◆ Records for the task
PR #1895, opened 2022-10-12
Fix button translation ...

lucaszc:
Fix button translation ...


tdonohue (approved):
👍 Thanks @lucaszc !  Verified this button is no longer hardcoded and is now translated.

◆ Problem to work on
Copy out every line in the entries above that holds "lucaszc".

◆ Expected output
lucaszc:
👍 Thanks @lucaszc !  Verified this button is no longer hardcoded and is now translated.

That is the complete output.